Хорошо, что мой лимит разочарований был выбран уже давно — по меньшей мере, лет пять назад, когда не стало папы, а Малышка с родителями, спешно собрав вещи, перебрались подальше отсюда. Я никогда этого ей не скажу, и, конечно, буду все отрицать, если меня припрут к стене — но ни смерть Уильяма, ни новая, торопливая мамина свадьба не ранили меня так глубоко и больно, как вот этот вот вежливый французский уход и негромкое, но упорное молчание, в которое он превратился позднее.
— Думаешь, в городе много осталось? — тихий голос Малышки звучал неуверенно. — В живых, я имею в виду. Кто-то же остался, правда? Должен был…
Я дернула щекой — вопрос был из неприятных, и причиной этому была я. Это мою жизнь спасла вчера Малышка, принеся тем самым в жертву все население Аркадия-Бэй. Не то, чтобы я жаловалась, конечно — жить всегда приятно, нравится мне это дело, но чувство на душе было паскудное. Как будто я выиграла миллион баксов в лотерею, где на него претендовала пожилая нуждающаяся пара. Игра была честной, и победа — заслуженной, вот только исход вызывал какое-то неудобство. Не так, наверное, все это задумывалось всеведущим дедушкой на небесах. Не так.
А и к черту все, к дьяволу!
— Думаю, да, — решительно сказала я. Впереди дорогу переходила пара оленей, они выгнули изящные шеи, следя за приближающейся машиной, и я сбросила скорость. — По крайней мере, я видела, что «Два кита» стояли себе почти нетронутыми, только пара окон выбито. Это значит, что как минимум Фрэнк, Джойс и Уоррен особо не пострадали. Да и Дэвид, по твоим словам, остался в убежище. Я думаю, с ними все в порядке.
— Это очень плохо, да? — Малышка отвернулась и смотрела на ползущие мимо заливы и затоки. Болотистые тут места, печальные, если не приглядываться к океану — прямо-таки Луизиана с ее крокодилами на заднем дворе и дикими племенами язычников-каннибалов, о которым писал когда-то псих Эйч-Пи Лавкрафт. — Желать жизни и удачи только тем, кто тебе близок. Тем, о ком ты беспокоишься. Мне ведь не хочется знать, что случилось с Викторией, Тейлор и прочими, выжили они, или остались навсегда под какими-нибудь обломками. Я разделяю людей на важных и неважных. Значит, я плохой человек?
— Что за чушь, Макс, ты герой, ты самый лучший человек… — слова вырывались из соленого, сведенного внезапной судорогой горла с какими-то квакающими звуками.
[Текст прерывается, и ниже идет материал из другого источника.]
PR #9685, opened 2020-12-08
fix(index.d.ts): allow 2 generic types in mongoose.model function

### LINKED ISSUE #9678: How to define types of statics with mongoose 5.11 ?

bug

I cannot get type definitions for statics on Models in.

```
error TS2339: Property 'findOrCreateProject' does not exist on type 'Model<ProjectDoc>'.

93     const project = await Project.findOrCreateProject(projectName);

error TS2558: Expected 1 type arguments, but got 2.

42 export const Project = mongoose.model<ProjectDoc, ProjectModelDoc>("Project", ProjectSchema);
                                         ~~~~~~~~~~~~~~~~~~~~~~~~~~~
```

This is what I did previously (with 5.10 and @types/mongoose), but it does not work anymore. Model does not have two type arguments anymore:

```js
import mongoose, { Schema, Document, Model } from "mongoose";

export interface ProjectDoc extends Document {
  name: string;
}

interface ProjectModelDoc extends Model<ProjectDoc> {
  findOrCreateProject(name: string): Promise<ProjectDoc>;
}

const ProjectSchema = new Schema(
  {
    n: { type: String, required: true, unique: true, alias: "name" },
  },
  { _id: true, timestamps: { createdAt: "ca", updatedAt: "ua" } }
);

ProjectSchema.statics.findOrCreateProject = async function (
  name: string
): Promise<ProjectDoc> {
  ...
};

export const Project = mongoose.model<ProjectDoc, ProjectModelDoc>("Project", ProjectSchema);
```

No error

mongoose: 5.11.5

sahasayan:
fixes #9678

### DIFF
--- a/index.d.ts
+++ b/index.d.ts
@@ -99,6 +99,12 @@ declare module "mongoose" {
   export function isValidObjectId(v: any): boolean;
 
   export function model<T extends Document>(name: string, schema?: Schema, collection?: string, skipInit?: boolean): Model<T>;
+  export function model<T extends Document, U extends Model<T>>(
+    name: string,
+    schema?: Schema,
+    collection?: string,
+    skipInit?: boolean
+  ): U;
 
   /** Returns an array of model names created on this instance of Mongoose. */
   export function modelNames(): Array<string>;


icopp:
From my testing with something similar on an existing codebase, it looks like there may still be some issues here with methods like `create`, which will expect that the methods from the statics are included on the supplied object. Fixing it may take changing the `Model` definition to directly accommodate statics as a generic type param which `create` and the like can then exclude.

vkarpov15 (approved):
Thanks :+1:

PR #9686, opened 2020-12-08
Allow array of validators in SchemaTypeOptions

cjroebuck:
**Summary**

Allows schemas with an array of validators (`ValidateOpts`) to be passed, currently the typescript type only allows to pass a single validator.

**Examples**

https://github.com/Automattic/mongoose/blob/master/lib/schematype.js#L713-L717


vkarpov15 (approved):
Thanks :+1:

PR #9692, opened 2020-12-10
fix(index.d.ts): add missing Aggregate#skip() & Aggregate#limit()

### LINKED ISSUE #9691: Typescript: Properties 'limit' and 'skip' do not exist on type Aggregate
I'd like to report a bug

I updated from Mongoose 5.10.19 with @types/mongoose to 5.11.6 and got a new error from typescript: 
`error TS2339: Property 'limit' does not exist on type 'Aggregate<any[]>'`
on a line like this:
`const data = await Model.aggregate(aggregationPipeline).skip(skip).limit(limit);`

Compiling the following with typescript should reproduce the issue:
```

mongoose.connect('mongodb://localhost:27017/test', {
  useNewUrlParser: true,
  useCreateIndex: true,
  useUnifiedTopology: true,
});

const personSchema = new mongoose.Schema({name: String})
const personModel = mongoose.model('Person', personSchema);

const doSomething = async () => {
  const data = await personModel.aggregate().skip(10).limit(10);
  console.log(data);
}

doSomething();
```

The program should compile as before

NodeJs: 14.11.0
Mongoose: 5.11.6
MongoDB: 4.2.9

sahasayan:
fixes #9691

### DIFF
--- a/index.d.ts
+++ b/index.d.ts
@@ -2236,6 +2236,12 @@ declare module "mongoose" {
     /** Sets the hint option for the aggregation query (ignored for < 3.6.0) */
     hint(value: object | string): this;
 
+    /**
+     * Appends a new $limit operator to this aggregate pipeline.
+     * @param num maximum number of records to pass to the next stage
+     */
+    limit(num: number): this;
+                                          
     /** Appends new custom $lookup operator to this aggregate pipeline. */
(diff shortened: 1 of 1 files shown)


vkarpov15 (approved):
Thanks!

PR #9698, opened 2020-12-12
fix(index.d.ts): use document _id type for findById methods

orblazer:
**Summary**

This PR apply strict type for `findById` methods for prevent mistakes and for only accept the right type of `_id`.

**Examples**

When we make an Document with custom id like :
```ts
interface Account extends Document {
  _id: number
}
```

The `findById` methods accept all entry like :
```ts
accountModel.finById('test')
accountModel.finById(ObjectId())
accountModel.finById(1)
```

And now only the last `findById` is valid (`accountModel.finById(1)`).

### DIFF
--- a/index.d.ts
+++ b/index.d.ts
@@ -680,7 +680,7 @@ declare module "mongoose" {
      * equivalent to `findOne({ _id: id })`. If you want to query by a document's
      * `_id`, use `findById()` instead of `findOne()`.
      */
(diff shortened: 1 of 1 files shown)


vkarpov15:
I don’t think this change is the right choice. Mongoose casting does let you pass any type, like strings when ObjectId is allowed. Plus this may be backwards breaking in this case and others. any is the right choice here. Thanks for the PR though.

PR #9700, opened 2020-12-12
fix(index.d.ts): make options optional for `toObject`

orblazer:
**Summary**

When we want use `toObject` on `Map` or `Array` types we need pass unnecessary options.

**Examples**

Before this we need to pass an empty object for call `toObject` like :
```ts
found.array.toObject({})
found.map.toObject({})
```

After this PR we can omit the options like :
```ts
found.array.toObject()
found.map.toObject()
```


vkarpov15 (approved):
Thanks

PR #466, opened 2020-05-15
Add link to known aria roles

FredyC:


docs/guide-which-query.md
```diff
@@ -19,7 +19,7 @@ possible. With this in mind, we recommend this order of priority:
       top preference for just about everything. There's not much you can't get
       with this (if you can't, it's possible your UI is inaccessible). Most
       often, this will be used with the `name` option like so:
-      `getByRole('button', {name: /submit/i})`
+      `getByRole('button', {name: /submit/i})`. [Check the list of known roles](https://developer.mozilla.org/en-US/docs/Web/Accessibility/ARIA/Roles).
```
eps1lon, line 22:
```suggestion
      `getByRole('button', {name: /submit/i})`. Check the [list of roles](https://developer.mozilla.org/en-US/docs/Web/Accessibility/ARIA/ARIA_Techniques#Roles).
```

Черт, вот должен же был этот разговор случиться. Плохие вещи всегда происходят не по расписанию.
— Нет, погоди… когда начался этот ураган, и я ехала из того бункера сквозь ночь и бурю, и вокруг меня вращался в смерче и распадался на части Аркадия-Бэй, я ведь не думала ни о ком. Меня не заботил ни Нейтан, ни Кортни, ни даже Уоррен — маленький отважный Уоррен, мой вечный рыцарь, который раз за разом вставал на мою защиту, не получая в ответ ничего. Я делала все это только ради тебя, Хлоя, понимаешь? Потому что я помню все то, что так и не случилось — выстрел этого психопата, и последнее удивление на мертвом лице… и струйка крови, вытекающая из твоего лба.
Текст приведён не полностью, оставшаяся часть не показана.